- [DIRECTIONS FOR THIS TASK]: Please state how many lines in the records below contain the word "with", giving only the number.
━━━ DATA FOR THIS EXERCISE ━━━
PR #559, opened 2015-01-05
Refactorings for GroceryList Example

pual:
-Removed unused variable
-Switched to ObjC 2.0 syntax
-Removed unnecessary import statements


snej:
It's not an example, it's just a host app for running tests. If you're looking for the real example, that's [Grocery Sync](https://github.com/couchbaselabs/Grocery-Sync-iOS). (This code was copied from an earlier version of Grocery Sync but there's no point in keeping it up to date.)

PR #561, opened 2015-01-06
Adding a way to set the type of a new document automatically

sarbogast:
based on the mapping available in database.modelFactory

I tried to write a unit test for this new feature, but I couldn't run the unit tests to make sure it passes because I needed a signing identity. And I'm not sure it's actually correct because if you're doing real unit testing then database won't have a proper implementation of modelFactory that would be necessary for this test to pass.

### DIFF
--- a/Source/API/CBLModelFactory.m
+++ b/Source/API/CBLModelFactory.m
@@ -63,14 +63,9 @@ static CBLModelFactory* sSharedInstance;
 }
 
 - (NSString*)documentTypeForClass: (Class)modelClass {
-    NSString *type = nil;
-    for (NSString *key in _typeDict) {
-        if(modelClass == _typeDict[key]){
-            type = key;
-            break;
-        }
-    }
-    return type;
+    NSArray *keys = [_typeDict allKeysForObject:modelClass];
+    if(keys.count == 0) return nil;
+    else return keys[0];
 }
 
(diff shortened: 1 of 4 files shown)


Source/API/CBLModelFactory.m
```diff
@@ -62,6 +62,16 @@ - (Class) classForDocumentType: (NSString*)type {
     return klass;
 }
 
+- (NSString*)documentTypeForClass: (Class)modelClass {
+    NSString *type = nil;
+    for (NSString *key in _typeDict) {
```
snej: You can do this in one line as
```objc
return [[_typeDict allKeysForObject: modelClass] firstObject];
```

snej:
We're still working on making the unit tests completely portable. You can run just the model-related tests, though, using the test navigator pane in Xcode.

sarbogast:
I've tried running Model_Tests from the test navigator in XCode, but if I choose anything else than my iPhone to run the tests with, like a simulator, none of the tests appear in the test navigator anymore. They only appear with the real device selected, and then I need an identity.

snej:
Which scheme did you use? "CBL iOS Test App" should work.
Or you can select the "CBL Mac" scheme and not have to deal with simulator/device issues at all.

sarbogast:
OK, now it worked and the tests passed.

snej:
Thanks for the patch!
━━━
- [ANSWER BOX]: 2